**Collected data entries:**

PR #1040, opened 2017-01-19
[RESTEASY-1559] False alarm ambiguity for /foo and /{id} -> long

treblereel:
JIRA: https://issues.jboss.org/browse/RESTEASY-1559

### DIFF
--- a/resteasy-jaxrs/src/main/java/org/jboss/resteasy/core/registry/SegmentNode.java
+++ b/resteasy-jaxrs/src/main/java/org/jboss/resteasy/core/registry/SegmentNode.java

**WHAT NEEDS TO BE DONE:** The full set of data above must come back exactly as written.

**EXERCISE SOLUTION:**
PR #1040, opened 2017-01-19
[RESTEASY-1559] False alarm ambiguity for /foo and /{id} -> long

treblereel:
JIRA: https://issues.jboss.org/browse/RESTEASY-1559

### DIFF
--- a/resteasy-jaxrs/src/main/java/org/jboss/resteasy/core/registry/SegmentNode.java
+++ b/resteasy-jaxrs/src/main/java/org/jboss/resteasy/core/registry/SegmentNode.java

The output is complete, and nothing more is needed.